We’re still there when the second set starts, the folk band’s rhythm slowing, the crowd mellowing as the sun softens behind the tree line. Theo’s falling asleep, his head heavy on Abby’s collarbone. Her arms have gone slack around him, and she rocks him without even noticing, matching the slow sway of the lullaby curling out from the stage.
I lean back on my elbows, watching the way the last light paints her face in honey and shadow. She’s humming, low and tuneless, maybe not even aware she’s doing it.
She looks at me over his head with an arched brow. “Think we should get this little pumpkin home? I’m pretty sure he’s asleep.”
“Yeah,” I say with a sigh.
“It’s just, I don’t want his bedtime routine to get messed up, not when you’re already fighting nap strikes and sleep regression.”
“Yeah.” I nod a few times. She’s not wrong, I don’t want to throw his routine off. But I’m enjoying myself more than I thought I would today.
Still, I push to my feet and start to gather our stuff up. I balance the guitar case in the stroller seat and fold the blanket, and Abby tucks Theo’s toy frog into the cupholder of the stroller. She shifts Theo in her arms, boosting him a little higher.
“I’ll take him if he’s getting too heavy.”
“I’m fine,” she says, and her voice is softer now. Different.
I reach for him anyway, just in case she changes her mind. But she doesn't hand him over. Not yet.
For a heartbeat, we’re close—her face inches from mine, eyes flicking up, unguarded. I could kiss her right now.
And fuck me, do I want to.
“You do that thing,” she says suddenly, her voice barely more than a whisper.
“What thing?”
“That . . . squint. When you’re thinking too hard. Like you’re trying to talk yourself out of something before you’ve even let yourself want it.”
I freeze. My jaw ticks.
“You’ve always done it,” she adds, smiling like it costs her something. “Back in high school, too. Right before you’d say something important. Or lie.”
I laugh once, rough and startled. “That so?”

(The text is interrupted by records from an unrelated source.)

PR #511, opened 2018-04-09
Refactor some scripts

alexeykuzmin:
No breaking changes
(with exception of renamed `--target-arch` → `--target_arch` arg of the `apply-patches` script).

* Move some script constants to a shared "lib/config.py"
* Add and use `git.get_head_commit()`
* Extract Ninja related stuff to "lib/ninja.py"
* Add 'run-gn' script and call it from the 'update' script
* Name an arg "target_arch" instead of "target-arch" for consistency

### DIFF
--- a/script/apply-patches
+++ b/script/apply-patches
@@ -52,7 +52,7 @@ def apply_patches_for_dir(directory):
 def parse_args():
   parser = argparse.ArgumentParser(description='Apply all required patches.')
 
-  parser.add_argument('-t', '--target-arch',
+  parser.add_argument('-t', '--target_arch',
                       help='Target architecture')
 
   return parser.parse_args()
--- a/script/lib/ninja.py
+++ b/script/lib/ninja.py
@@ -1,0 +1,26 @@
+import os
+import subprocess
+import sys
+
+from lib.config import DEPOT_TOOLS_DIR
+
+
+def __get_binary_path():
+  path = os.path.join(DEPOT_TOOLS_DIR, 'ninja')
+
+  if sys.platform == 'win32':
+    path = '{0}.exe'.format(path)
+
+  return path
+
+
+def run(directory, target=None, env=None):
+  ninja_binary = __get_binary_path()
+
+  args = [ninja_binary,
+          '-C', directory
+         ]
+  if target is not None:
+    args.append(target)
+
+  subprocess.check_call(args, env=env)
--- a/script/lib/patches.py
+++ b/script/lib/patches.py
@@ -1,8 +1,10 @@
 import os
 import sys
 
-PROJECT_ROOT = os.path.dirname(os.path.dirname(os.path.dirname(os.path.abspath(__file__))))
-sys.path.append(os.path.join(PROJECT_ROOT, 'vendor', 'pyyaml', 'lib'))
+from config import VENDOR_DIR
+
+PYYAML_LIB_DIR = os.path.join(VENDOR_DIR, 'pyyaml', 'lib')
+sys.path.append(PYYAML_LIB_DIR)
 import yaml
 
 from git import apply as git_apply
--- a/script/run-gn
+++ b/script/run-gn
@@ -1,0 +1,85 @@
+#!/usr/bin/env python
+
+import argparse
+import json
+import os
+import sys
+
+import lib.gn as gn
+
+from lib.config import get_output_dir, COMPONENTS, \
+                       SOURCE_ROOT, SRC_DIR, DEPOT_TOOLS_DIR
+
+
+# TODO(alexeykuzmin): There are no reasons to keep args files
+# in the "chromiumcontent" folder.
+CHROMIUMCONTENT_SOURCE_DIR = os.path.join(SOURCE_ROOT, 'chromiumcontent')
+
+
+def parse_args():
+  parser = argparse.ArgumentParser(description='Generate Ninja')
+
+  parser.add_argument('-a', '--args', type=json.loads, default=None,
+                      help='List of GN args in JSON format. E.g. \'{"key": "value"}\'')
+  parser.add_argument('-c', '--components', nargs='+', default=COMPONENTS, choices=COMPONENTS,
+                      help='Component(s) to generate build files for.')
+  parser.add_argument('-t', '--target_arch', default='x64', help='E.g. "x64".')
+
+  return parser.parse_args()
+
+
+def main():
+  args = parse_args()
+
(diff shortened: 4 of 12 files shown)


script/lib/ninja.py
```diff
@@ -0,0 +1,32 @@
+"""Git helper functions.
```
alexeykuzmin: Oops

script/update
```diff
@@ -252,38 +248,16 @@ def setup_mips64el_toolchain(target_arch):
...
-    "linux2": "linux",
-    "win32": "win",
-  }.get(sys.platform)
 
-  if target_arch == 'ia32':
-    target_cpu = 'x86'
-  else:
-    target_cpu = target_arch
+def run_gn(target_arch):
+  gn_args = {}
```
alexeykuzmin: @MarshallOfSound 
After this change adding `cc_wrapper="sccache"` should be as simple as:

```python
if use_sccache:
  gn_args['cc_wrapper'] = ''sccache"
```

script/apply-patches
```diff
@@ -52,7 +52,7 @@ def apply_patches_for_dir(directory):
 def parse_args():
   parser = argparse.ArgumentParser(description='Apply all required patches.')
 
-  parser.add_argument('-t', '--target-arch',
+  parser.add_argument('-t', '--target_arch',
```
nornagon: this looks like a breaking change, but probably nbd. if you wanted to be extra-cautious, you could:

```python
parser.add_argument('--target-arch', help=argparse.SUPPRESS)
```

script/run-gn
```diff
@@ -0,0 +1,96 @@
...
+  parser.add_argument('-t', '--target_arch', default='x64', help='E.g. "x64".')
+
+  return parser.parse_args()
+
+
+def main():
+  args = parse_args()
+
+  # Generate build files for all components if none are specified.
+  components = args.component if args.component else COMPONENTS
```
nornagon: could this logic be folded into the `default` param of the `--component` arg definition?

script/run-gn
```diff
@@ -0,0 +1,96 @@
...
+  # Add new and override default args from a command line argument.
+  if args.args:
+     gn_args.update(args.args)
+
+  for component in components:
+    generate_build_files(component, target_arch, **gn_args)
+
+
+def generate_build_files(component, target_arch, **gnargs):
+  build_dir = create_build_dir(component, target_arch)
```
nornagon: i don't think GN requires the build dir to exist before running `gn gen`, so you might be able to skip this bit

script/update
```diff
@@ -252,38 +248,16 @@ def setup_mips64el_toolchain(target_arch):
...
-          target_cpu=target_cpu)
-
-    # Generate Ninja build files.
-    gn.generate(output_dir, chromium_root_dir=SRC_DIR, depot_tools_dir=DEPOT_TOOLS, env=env)
+  script_path = os.path.join(SOURCE_ROOT, 'script', 'run-gn')
+  script_arguments = [
+      '--args', json.dumps(gn_args),
+      '--target_arch', target_arch
+      ]
+  return subprocess.call([sys.executable, script_path] + script_arguments)
```
nornagon: why a subprocess rather than a function call?

alexeykuzmin: Who knows ¯\_(ツ)_/¯

script/apply-patches
alexeykuzmin: I hope that nobody actually calls `apply-patches` manually.
Since the change doesn't break the CI build, we should be fine.

script/run-gn
alexeykuzmin: Probably. Thanks!

script/lib/patches.py
```diff
@@ -1,8 +1,10 @@
 import os
 import sys
 
-PROJECT_ROOT = os.path.dirname(os.path.dirname(os.path.dirname(os.path.abspath(__file__))))
-sys.path.append(os.path.join(PROJECT_ROOT, 'vendor', 'pyyaml', 'lib'))
+from config import VENDOR_DIR
+
+PYYAML_LIB_DIR = os.path.join(VENDOR_DIR, 'pyyaml', 'lib')
+sys.path.append(PYYAML_LIB_DIR)
```
ckerr: Small preference to not leave `PYYAML_LIB_DIR` laying around if it's not going to be used elsewher. Maybe `sys.path.append(os.path.join(...))`

script/run-gn
```diff
@@ -0,0 +1,96 @@
...
+  if sys.platform in ['win32', 'cygwin']:
+    env['DEPOT_TOOLS_WIN_TOOLCHAIN'] = '0'
+
+  gn.generate(build_dir, chromium_root_dir=SRC_DIR, depot_tools_dir=DEPOT_TOOLS_DIR, env=env)
+
+
+def create_build_dir(component, target_arch):
+  build_dir = get_output_dir(SOURCE_ROOT, target_arch, component)
+  if not os.path.isdir(build_dir):
+    os.makedirs(build_dir)
```
ckerr: `exist_ok=False` ... oh wait, that's py3

script/apply-patches
alexeykuzmin: > idea for a backwards-compatible option

The arg [was added](https://github.com/electron/libchromiumcontent/pull/470/commits/931f976528e634600048a79787b071a6c9cbc7c3) only three weeks ago, nobody will ever notice the change.
And I don't think build scripts have a public contract anyway )

script/run-gn
alexeykuzmin: Done

script/run-gn
alexeykuzmin: `gn gen` doesn't require the build dir to exist but we write `args.gn` file to the build dir before running `gn gen` for it, so the dir should be there anyway.
Moved dir creation to the `lib/gn.py`.

alexeykuzmin:
@nornagon Any other suggestions to make it even better? Did I forget to change anything?

script/update
nornagon: It would be really easy! Just rename `run-gn` to `run_gn.py`, then `from run_gn import main as run_gn` and change `main` to accept argv as a parameter. Even better would be to factor out the functionality you want to access as a function with sensible arguments and call it, e.g. `def generate_all_build_files(components=COMPONENTS)`.

alexeykuzmin:
@ckerr, @nornagon 
Thanks for the feedback. I'll try to take it into account on the next iteration )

She shrugs, and it’s unfair how light she can make things that feel like they weigh a ton inside me.
“Anyway,” she says, brushing her hand along my wrist as she passes Theo to me, “I’ll let you carry him. But only because you look good like this.”

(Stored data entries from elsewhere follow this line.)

PR #514, opened 2018-04-12
Add flag to cache libcc downloads

MarshallOfSound:
Will need a follow up PR to electron to allow usage of this, basically you can optionally cache libcc downloads to a folder on your machine.  Means that when you switch branch you won't have to redownload stuff.

### DIFF
--- a/script/download
+++ b/script/download
@@ -9,11 +9,15 @@ import sys
 import tempfile
 import urllib2
 import tarfile
+import shutil
 
 import lib.filesystem as filesystem
 
 
 SOURCE_ROOT = os.path.abspath(os.path.dirname(os.path.dirname(__file__)))
+CACHE_ROOT = os.path.join(tempfile.gettempdir(), 'libcc_cache')
+if 'ELECTRON_LIBCC_CACHE_DIR' in os.environ:
+  CACHE_ROOT = os.environ['ELECTRON_LIBCC_CACHE_DIR']
 
 PLATFORM_KEY = {
   'cygwin': 'win',
@@ -33,6 +37,9 @@ class ProgramError(Exception):
 def main():
   try:
     args = parse_args()
+    if args.cache:
+      print('Using cache root: ' + CACHE_ROOT + '\n')
+      mkdir_p(CACHE_ROOT)
     if (args.libcc_source_path != None and
         args.libcc_shared_library_path != None and
         args.libcc_static_library_path != None):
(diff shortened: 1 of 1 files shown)


alexeykuzmin:
Would it make sense to give unique local names to already downloaded libcc archives to avoid redownload?

MarshallOfSound:
> Would it make sense to give unique local names to already downloaded libcc archives to avoid redownload?

What do you mean, all libcc downloads are stored at `{commit}-{filename}` so they won't redownload 🤔

alexeykuzmin:
> What do you mean, all libcc downloads are stored at `{commit}-{filename}` so they won't redownload 🤔

@MarshallOfSound 
Sorry, I didn't read your changes as carefully as I should have.
That's exactly what you're doing.

script/download
```diff
@@ -162,6 +189,13 @@ def generate_filenames_gypi(target_file, libcc_source_path,
                          libcc_source_path, libcc_shared_library_path,
                          libcc_static_library_path])
 
+def mkdir_p(path):
```
alexeykuzmin: Already exists in `lib/filesystem.py`.

script/download
```diff
@@ -9,11 +9,15 @@ import sys
 import tempfile
 import urllib2
 import tarfile
+import shutil
```
alexeykuzmin: Imports should be listed in the alphabetical order.

script/download
```diff
@@ -80,6 +87,7 @@ def parse_args():
                       help='Overwrite destination if it already exists.')
   parser.add_argument('-c', '--commit', nargs='?', default='HEAD',
                       help='The commit of libchromiumcontent to download.')
+  parser.add_argument('--cache', action='store_true')
```
alexeykuzmin: `--use_cache` maybe? `cache` is slightly weird name for a boolean argument.

script/download
```diff
@@ -124,30 +132,49 @@ def download_if_needed(destination, base_url, commit, filename, force):
...
 
-  download(destination, base_url, commit, filename)
+  download(destination, base_url, commit, filename, use_cache)
 
   with open(version_file, 'w') as f:
     f.write('{0}\n'.format(commit))
 
 
-def download(destination, base_url, commit, filename):
+def download(destination, base_url, commit, filename, use_cache):
```
alexeykuzmin: I would probably move the whole logic here. Like
```python
archive = None
cache_key = ...
url = ...

if use_cache:
  archive = get_from_cache(cache_key)

if archive is None:
  archive = download(url)
  if archive is not None and use_cache:
    save_to_cache(key=cache_key, file=archive)

if archive is not None:
  extract(from=archive, to=destination)
else:
  print 'Better luck next time, mate'
```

It’s soft, casual. Like it doesn’t cost her anything to say it.
But it hits like a goddamn freight train.
My fingers tighten reflexively on the curve of Theo’s back, and for a second, I forget how to breathe. She’s already turning away, adjusting the strap of the diaper bag, like she didn’t just undo me in five words.
The walk back to the truck is slow, crowd thinning as the sun goes orange at the horizon. The festival’s heavier on the beer garden now—more adults clustered around food trucks, fewer kids, the energy shifting from family chaos to something looser, messier.
The temporary parking lot is dark, lit only by a few scattered headlights as cars navigate the makeshift rows.
Theo’s head sinks against my shoulder. He’s out cold, his fist still tangled tight in my collar. Abby pushes the stroller, her steps in sync with mine, close enough I can smell the citrus of her shampoo and the faint, unmistakable note of summer.
She always smelled like summer to me. Like sunny afternoons and late night street racing. Like the kind of peace you don’t realize you’re missing until it brushes past you in the dark.
Neither of us says much. The silence is thick, but it isn’t uncomfortable. The air around us is cooler with the night, heavy with the scent of the festival and woodsmoke from a bonfirethey’ve lit at the far end of the field. Somewhere across the lot, someone’s playing a harmonica, the notes floating over the cars, sweet and a little haunting.
I hit the unlock on the truck, and the cab’s already cooling off by the time we get there. The guitar goes in the back, the stroller folds up with a snap, and I buckle Theo into his car seat with the kind of muscle memory that no longer needs thinking. Abby stands beside me, one hand on the open door, and for a second I think she’s going to climb in, but she doesn’t. She just stands there, looking at me.
“What?” I ask, softer than I mean to.